Extraordinary Time Charges $200 per hour (see below)
Additional Terms and Conditions:
The fees quoted in this letter apply to services ordinarily
rendered in the administration of an Agency Account and are
subject to reasonable adjustment based on final review and
acceptance of documents, or when the Agent is called upon to
undertake unusual duties or responsibilities, or as changes
in law, procedures, or the cost of doing business demand.
Services in addition to and not contemplated in the
agreement, including but not limited to document amendments
and revisions, non-standard cash and/or investment
transactions, calculations, notices, and reports, and
default administration will be billed as Extraordinary Time
Charges.
Upon a client's direction, cash balances will be invested in
any one of the following:
Cash balances may be invested in The One Group Money
Market Funds in which event Bank One will charge a 0
basis point (.0000) cash management fee. The One Group
will pay Banc One Investment Advisors Corporation, an
affiliate of BANK ONE, an investment advisory fee as
described in the prospectuses.
Cash balances may be invested in an alternative short-
term investment fund in which event Bank One will
charge a 25 basis point (.0025) cash management fee.
Unless otherwise indicated, the above fees provide for the
establishment of one account. Additional sub-accounts
governed by the same escrow agreement may be established at
an additional charge of $250 per account.

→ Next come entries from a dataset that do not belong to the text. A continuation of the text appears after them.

PR #461, opened 2024-05-27
core/vm: change Consortium precompiled mapping into global variable

minh-bq:
precompile query is a hot function which is called in every call related opcode.
This commit tries to optimize this function by making the Consortium precompiled
contract mapping into global variable so that precompile query does not need to
dynamically allocate the mapping every time it is called.

~ go test -bench=BenchmarkConsortiumPrecompileQuery -benchtime=5s -tags=blst_enabled

Before:
```
goos: linux
goarch: amd64
pkg: github.com/ethereum/go-ethereum/core/vm
BenchmarkConsortiumPrecompileQuery-8     4216357              2402 ns/op            1166 B/op          9 allocs/op
```
After:
```
goos: linux
goarch: amd64
pkg: github.com/ethereum/go-ethereum/core/vm
BenchmarkConsortiumPrecompileQuery-8    100000000               50.40 ns/op           24 B/op          1 allocs/op
```

### DIFF
--- a/core/vm/contracts.go
+++ b/core/vm/contracts.go
@@ -20,6 +20,8 @@ import (
 	"crypto/sha256"
 	"encoding/binary"
 	"errors"
+	"math/big"
+
 	"github.com/ethereum/go-ethereum/common"
 	"github.com/ethereum/go-ethereum/common/math"
 	"github.com/ethereum/go-ethereum/crypto"
@@ -27,7 +29,6 @@ import (
 	"github.com/ethereum/go-ethereum/crypto/bls12381"
 	"github.com/ethereum/go-ethereum/crypto/bn256"
 	"github.com/ethereum/go-ethereum/params"
-	"math/big"
 
 	//lint:ignore SA1019 Needed for precompile
 	"golang.org/x/crypto/ripemd160"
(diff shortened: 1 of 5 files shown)


core/vm/contracts.go
```diff
@@ -106,13 +57,76 @@ var PrecompiledContractsBLS = map[common.Address]PrecompiledContract{
...
+	// PrecompiledContractsBerlin contains the default set of pre-compiled Ethereum
+	// contracts used in the Berlin release.
+	PrecompiledContractsBerlin map[common.Address]PrecompiledContract
 )
 
+func copyPrecompiledContract(input map[common.Address]PrecompiledContract) map[common.Address]PrecompiledContract {
+	output := make(map[common.Address]PrecompiledContract)
+
+	for address, contract := range input {
+		output[address] = contract
```
huyngopt1994, line 101: naming, maybe 
```
input: src 
output: dst
```

core/vm/evm_test.go
```diff
@@ -740,3 +740,72 @@ func TestInternalTransactionOrderDelegateCalls(t *testing.T) {
...
+	if p.caller != caller {
+		t.Fatal("Incorrect caller in precompiled contract")
+	}
+
+	precompiledContract, ok = evm.precompile(caller, common.BytesToAddress([]byte{1}))
+	if !ok {
+		t.Fatal("Failed to get ecrecover precompiled contract")
+	}
+	if _, ok := precompiledContract.(*ecrecover); !ok {
+		t.Fatal("Wrong ecreocver contract")
```
huyngopt1994, line 775: ecrecover

minh-bq: fixed

core/vm/contracts.go
minh-bq: I've changed to different name. I don't like src and dst as it feels like a move operation.

andicrypt (approved):

PR #462, opened 2024-05-29
consortium-v2/state: upgrade Axie proxy contract

andicrypt:
**Aaron** hardfork draft: 
- [x] Upgrade Axie and Land proxy code to achieve transparent proxy.   

- [x] Introduce block producer bit set in header's extra to replace the list of block producers.

   Block producer set is a subset of validator candidate set, but currently, both set are stored in plain, which costs unnecessary resource. This commit introduces BlockProducersBitSet (uint64) as an encoded representation of block producer list, indexing to validator candidate list. The original block producer set can be reconstructed from the bit set and validator candidate set. As a result, instead of storing a list of block producers in header extra, only a single bit set of type uint64 is stored.


huyngopt1994:
@andicrypt Could we put unitest here ?

andicrypt:
> @andicrypt Could we put unitest here ?

Do you mean a new Ronin-test suties for these changes? I just added some unit test for these changes.

params/config.go
```diff
@@ -575,13 +578,19 @@ type ChainConfig struct {
...
 }
 
 type ContractUpgrade struct {
 	ProxyAddress          common.Address `json:"proxyAddress"`
 	ImplementationAddress common.Address `json:"implementationAddress"`
 }
 
+type ContractCodeUpgrade struct {
+	CodeAddress common.Address `json:"contractAddress"`
+	Code        []byte         `json:"code"`
```
minh-bq, line 591: https://pkg.go.dev/encoding/json#Marshal

Array and slice values encode as JSON arrays, except that []byte encodes as a base64-encoded string, and a nil slice encodes as the null JSON value.

So in the genesis.json, the code field must be base64 of real code. Is this an expected behavior?

consensus/consortium/v2/consortium_test.go
```diff
@@ -1825,6 +1825,9 @@ func TestUpgradeRoninTrustedOrg(t *testing.T) {
 		Consortium: &params.ConsortiumConfig{
 			EpochV2: 200,
 		},
+		ConsortiumV2Contracts: &params.ConsortiumV2Contracts{
```
minh-bq, line 1828: Why changing this?

params/config.go
andicrypt: You are correct. I have changed the type of Code to string (hex), which will be loaded from genesis file, before being decoded into []byte for statedb process.

consensus/consortium/v2/consortium.go
```diff
@@ -837,11 +848,23 @@ func (c *Consortium) Prepare(chain consensus.ChainHeaderReader, header *types.He
...
 		if c.IsTrippEffective(chain, header) {
 			if c.IsPeriodBlock(chain, header) {
-				extraData.CheckpointValidators = checkpointValidator
+				extraData.CheckpointValidators = checkpointValidators
+			} else {
+				// checkpointValidators get from contract is nil at epoch block; hence,
+				// checkpointValidators is reassigned by the candidate list from snapshot,
+				// which is used in encodingValidatorBitSet step.
+				checkpointValidators = snap.ValidatorsWithBlsPub
+			}
```
minh-bq, line 857: I've just realized this is incorrect, we must always use snap.ValidatorsWithBlsPub. At period block, we don't switch to new block producer set right way but wait until len(blockProducer) / 2 (logic in snapshot). So the block producer here must be the indices of block producers in the old set in snap.ValidatorsWithBlsPub not the new set in extradata.

minh-bq: This is an incorrect comment

minh-bq (approved):

PR #590, opened 2024-09-30
core/txpool/blobpool: use types.Sender instead of signer.Sender (#30473)

minh-bq:
commit https://github.com/ethereum/go-ethereum/commit/0a21cb4d21a254cc87c7ecc50462f8c2735a302f.

Use types.Sender(signer, tx) to utilize the transaction's sender cache and avoid repeated address recover.


andicrypt (approved):

andicrypt:
LGTM

PR #593, opened 2024-10-04
core, trie: Expose block number to statedb

Francesco4203:
References: https://github.com/ethereum/go-ethereum/pull/27753

Changes:
- clean up: `stateObject` already contains the db, so there is no need to pass the db in its methods
- `statedb.Commit()` now also pass the block number, which will be later used for PBSS to build history data


huyngopt1994:
LGTM

huyngopt1994 (approved):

The Acceptance Fee and the first year Annual Administration
Fee are payable upon execution of the escrow documents. In
the event the escrow is not funded, the Acceptance Fee and
all related expenses will not be refunded. Annual
Administration fees cover a full year in advance, or any
part thereof, and thus are not pro-rated in the year of
termination.
In determining the general schedule of fees, Bank One takes
into consideration the various incidental benefits accruing
to it from the operation of the accounts. Collected funds
must be on deposit prior to disbursement of payments. In
addition, Bank One has the use of funds deposited to pay
checks that have not yet been presented for payment. No
interest shall be paid to the client on these funds, it
being understood that the float on these funds is considered
in the calculation of our fees.
_______________________________
1 To be remitted to Bank One, National Association, as Escrow
Agent under Indemnity Escrow Agreement dated June ___, 2003.
2 To be remitted to Bank One, National Association, as Escrow
Agent under Purchase Price Adjustment Escrow Agreement dated
June ____, 2003.
3 To be remitted to Seller by wire transfer.